By extending the DID paradigm to a longer 5-week period we were also able to identify a suggestive QTL on Chr 15 for variation (higher or lower) in progressive alcohol intake. None of the genes located within the QTL confidence interval was cis-modulated in BXD hippocampus. This was an expected negative result based on the use of an expression data set generated from naïve animals. However, there were only a handful of genes (Adcy8, Tg, Ndgr1, and Wisp) within this interval that contained variants likely to impact gene regulation or function. Of these, only Adcy8 was previously associated with alcohol-related traits (Procopio et al., 2013). Procopio and colleagues reported that a haplotype within the coding region of ADCY8 was associated with alcohol dependence co-occurring with depression in females. Given that progressive alcohol intake likely reflects changing alcohol consumption over time, it is reasonable to expect that the underlying gene variants may interact with alcohol exposure to produce variation in intake over time. Of interest, genes located within the Q15 interval were significantly enriched (adjusted p < 0.05) for HDAC2 and PPARD binding based on consensus genome-wide ChIP-X data from ENCODE and integrated ChIP Enrichment Analysis (ChEA). None of the other QTL intervals (Q2, Q4, Q6, Q8, or Q12) were enriched for transcription factor binding or histone modifications based on Enrichr analysis, suggesting that gene variants in the Q15 region may exert their effect through alcohol experience dependent epigenetic modulation.

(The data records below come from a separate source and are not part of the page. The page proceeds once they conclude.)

PR #1157, opened 2019-10-24
BYTES hooks

### LINKED ISSUE #936: Missing hooks: BYTES
The KEVM semantics have been updated to use byte arrays for program storage. This improves concrete execution performance because byte arrays have constant-time access, but symbolic execution performance is severely degraded because byte arrays are implemented as lists with linear-time access. (Previously, maps with log-time access were used for storage in concrete and symbolic backends.)

We will not need any of the functions for converting between `Bytes` and `Int`, or the `Endianness` or `Signedness` sorts.

See also: [`domains.k`](https://github.com/kframework/k/blob/9bdeac205c4f4d3cb938e539fa25826123305869/k-distribution/include/builtin/domains.k#L662-L687)

vladciobanu:
Fixes #936 
---

###### Reviewer checklist


kore/src/Kore/Domain/Builtin.hs
```diff
@@ -657,6 +704,7 @@ data Builtin key child
     | BuiltinInt !InternalInt
     | BuiltinBool !InternalBool
     | BuiltinString !InternalString
+    | BuiltinBytes !InternalBytes
```
ttuegel: Instead of adding this to `Builtin`, could we add an `InternalBytesF` constructor to `TermLikeF`? The `Builtin` type is a historical accident, and it's difficult to work with because it mashes many different things together.

kore/Makefile
```diff
@@ -41,9 +41,8 @@ ghcid-repl:
 	$(stack) exec -- ghcid -c "stack ghci $(package) --test --ghci-options='-fobject-code -fno-warn-unused-do-bind' --main-is $(package):kore-repl"
 
 
-# TODO(Vladimir): remove 'hyperlink-source' when we upgrade from lts-12.10 (8.4.3)
 hoogle-gen:
-	$(stack) haddock; $(stack) hoogle generate --rebuild --no-haddock-hyperlink-source  -- --local
+	$(stack) haddock; $(stack) hoogle generate --rebuild -- --local
```
ttuegel: Could you open a separate pull request for this?

kore/src/Kore/Internal/TermLike.hs
```diff
@@ -2209,6 +2243,11 @@ pattern App_ applicationSymbolOrAlias applicationChildren <-
 pattern Bottom_ bottomSort <-
     (Recursive.project -> _ :< BottomF Bottom { bottomSort })
 
+pattern Bytes_ bytesSort string2BytesSymbol bytesValue <-
```
ttuegel: I would prefer to use `InternalBytes` everywhere.

kore/src/Kore/Step/Simplification/TermLike.hs
```diff
@@ -277,6 +283,16 @@ simplifyInternal term predicate =
                 --
                 StringLiteralF stringLiteralF ->
                     return $ StringLiteral.simplify (getConst stringLiteralF)
+                InternalBytesF (Const
+                    Bytes.InternalBytes { bytesValue, string2BytesSymbol }) ->
+                    Application.simplify predicate =<< simplifyChildren
```
ttuegel: This should get handed off to an internal simplifier instead.

kore/src/Kore/Syntax/Bytes.hs
```diff
@@ -0,0 +1,95 @@
+{-|
+Copyright   : (c) Runtime Verification, 2019
+License     : NCSA
+-}
+
+module Kore.Syntax.Bytes
```
ttuegel: This should be `Kore.Internal.InternalBytes` because it is an internal representation and we usually have the module name match the type name.

kore/src/Kore/Builtin/Bytes.hs
```diff
@@ -0,0 +1,371 @@
...
+    evalBytes2String0 resultSort = \arguments ->
+        Builtin.getAttemptedAxiom $ do
+            let _bytes =
+                    case arguments of
+                        [_bytes] -> _bytes
+                        _ -> Builtin.wrongArity bytes2StringKey
+            (_, bytestring) <- expectBuiltinBytes bytes2StringKey _bytes
+            Builtin.appliedFunction
+                . String.asPattern resultSort
+                . E.decodeUtf8
```
ttuegel: We may need to ask @dwightguth, but I think that a raw 8-bit encoding is expected, not UTF-8.

kore/src/Kore/Builtin/Bytes.hs
```diff
@@ -0,0 +1,371 @@
...
+                        , applicationSymbolOrAlias
+                        } -> (applicationSymbolOrAlias, _string)
+                    _ -> Builtin.wrongArity string2BytesKey
+            Attribute.Pattern { patternSort } = attrs
+
+        _string <- String.expectBuiltinString string2BytesKey _string
+
+        Builtin.appliedFunction
+            . asPattern patternSort symbol
+            . E.encodeUtf8
```
ttuegel: See above.

kore/src/Kore/Builtin/Bytes.hs
```diff
@@ -0,0 +1,371 @@
...
+    evalUpdate0 resultSort = \arguments ->
+        Builtin.getAttemptedAxiom $ do
+            let (_bytes, _index, _value) =
+                    case arguments of
+                        [_bytes, _index, _value] -> (_bytes, _index, _value)
+                        _ -> Builtin.wrongArity updateKey
+            (symbol, _bytes) <- expectBuiltinBytes updateKey _bytes
+            _index <- fromInteger <$> Int.expectBuiltinInt updateKey _index
+            _value <- fromInteger <$> Int.expectBuiltinInt updateKey _value
+            if _index < 0 || _index > (BS.length _bytes - 1)
```
ttuegel: For K Lists, negative indices are measured from the end of the list. Are we sure that's not also the case for byte arrays?

kore/test/Test/Kore/Builtin/Bytes.hs
```diff
@@ -0,0 +1,522 @@
...
+import Test.SMT
+
+genString :: Gen Text
+genString = Gen.text (Range.linear 0 256) Gen.alphaNum
+
+genString' :: Int -> Gen Text
+genString' i = Gen.text (Range.linear 0 i) Gen.alphaNum
+
+test_bytes2string :: TestTree
+test_bytes2string =
```
ttuegel: I don't think that `test_bytes2string` and `test_string2bytes` are useful tests individually, especially because they are tested to be inverses of each other below.

kore/test/Test/Kore/Builtin/Bytes.hs
```diff
@@ -0,0 +1,522 @@
...
+        let expect = asPattern $ E.encodeUtf8 str
+        actual <- evaluateT
+            $ mkApplySymbol
+                string2bytesBytesSymbol
+                (Test.String.asInternal <$> [str])
+        (===) expect actual
+
+test_update :: [TestTree]
+test_update =
+    [ testPropertyWithSolver "∀ b v. update b 0 v = v" $ do
```
ttuegel:
```suggestion
    [ testPropertyWithSolver "∀ v. update v 0 v = v" $ do
```

kore/src/Kore/Builtin/Bytes.hs
vladciobanu: I was looking at the `K` implementation, which reads:
```
  syntax Bytes ::= Bytes "[" Int "<-" Int "]" [function]
  rule BS [ N <- M ] => substrBytes(BS, 0, N) +Bytes M : substrBytes(BS, N +Int 1, lengthBytes(BS))

  syntax Bytes ::= substrBytes(Bytes, Int, Int) [function]
  rule substrBytes(BS, 0, 0) => nilBytes
  rule substrBytes(B : BS, N, M) => substrBytes(BS, N -Int 1, M -Int 1) requires N >Int 0
  rule substrBytes(B : BS, 0, M) => B : substrBytes(BS, 0, M -Int 1) requires M >Int 0
```
Unless I'm reading it wrong, it requires positive indices.

kore/src/Kore/Step/Simplification/TermLike.hs
vladciobanu: Does this mean just moving the code and calling `return $ Bytes.simplify`?

kore/src/Kore/Internal/TermLike.hs
vladciobanu: Does that include module names like `Kore/Builtin/InternalBytes` instead of `Bytes`?

ttuegel: Yes. I think it's better to have the module name match the type name.

kore/src/Kore/Step/Simplification/TermLike.hs
ttuegel: Well, I don't think we need to do anything here. The value is already fully evaluated. We don't call the application simplifier for any other builtins. I think we should just return the value we were given.

kore/src/Kore/Builtin/Bytes.hs
ttuegel: Sounds good!

kore/src/Kore/Builtin/Bytes.hs
```diff
@@ -0,0 +1,371 @@
...
+    , symbolVerifiers
+    , builtinFunctions
+    , asInternal
+    , internalize
+    , asTermLike
+    , asPattern
+      -- * Keys
+    , bytes2StringKey
+    , string2BytesKey
+    , updateKey
```
virgil-serbanuta: Could you add the new builtins to `docs/hooks.md`?

kore/src/Kore/Builtin/Bytes/Bytes.hs
```diff
@@ -0,0 +1,169 @@
...
+      literal = E.decodeUtf8 bytesValue
+
+internalize
+    :: InternalVariable variable
+    => TermLike variable
+    -> TermLike variable
+internalize =
+    \case
+        TermLike.App_ symbol args
+          | isSymbolString2Bytes symbol, [TermLike.StringLiteral_ str] <- args ->
```
virgil-serbanuta: >80 chars

vladciobanu:
This should be ready for re-review. I am least sure about whether this is right: https://github.com/kframework/kore/pull/1157/files#diff-c3eb9f1a5b644763fbe9bcdf5d2fe6ddR19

This is the first work of its kind to elucidate genetic influence on ethanol consumption at first opportunity and repeated opportunities over several weeks in a large genetic reference population of mice. As in other studies, the DID paradigm has been applied successfully to reveal genetic influences on alcohol consumption and the impact of alcohol intake on brain gene transcription (Rhodes et al., 2005, 2007; Mulligan et al., 2011; Thiele and Navarro, 2014; Thiele et al., 2014). The DID paradigm allows the animal to achieve significant blood ethanol concentrations, i.e., binge drinking. Indeed, we found that some strains consume large amounts of alcohol and that most of the strains studied increased their consumption by more than 0.5 g/kg. However, a caveat of our study is that we did not measure blood alcohol concentrations (BACs) weekly. We did not attempt to obtain BACs because of the added stressor of blood collection. However, this precludes an analysis of metabolic effects that may have contributed to changes in alcohol intake among strains.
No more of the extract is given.